[Opening SUPPLIED INFORMATION section]
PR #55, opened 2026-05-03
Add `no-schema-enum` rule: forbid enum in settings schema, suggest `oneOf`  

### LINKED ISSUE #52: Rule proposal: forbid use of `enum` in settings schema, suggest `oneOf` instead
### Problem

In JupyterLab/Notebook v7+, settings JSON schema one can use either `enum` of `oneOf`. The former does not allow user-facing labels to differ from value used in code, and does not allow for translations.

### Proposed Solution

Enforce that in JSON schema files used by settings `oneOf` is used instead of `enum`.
[Closing SUPPLIED INFORMATION section]
[Opening SUPPLIED INFORMATION section]
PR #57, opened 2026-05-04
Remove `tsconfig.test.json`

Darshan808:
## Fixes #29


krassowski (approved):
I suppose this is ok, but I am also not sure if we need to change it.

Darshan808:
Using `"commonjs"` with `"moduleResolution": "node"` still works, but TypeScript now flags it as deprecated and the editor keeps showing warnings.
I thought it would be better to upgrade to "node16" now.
[Closing SUPPLIED INFORMATION section]
EXERCISE GOAL — Scan the records for the word "instead", and copy each line where it is found.

SOLUTION FOR THIS TASK —
### LINKED ISSUE #52: Rule proposal: forbid use of `enum` in settings schema, suggest `oneOf` instead
Enforce that in JSON schema files used by settings `oneOf` is used instead of `enum`.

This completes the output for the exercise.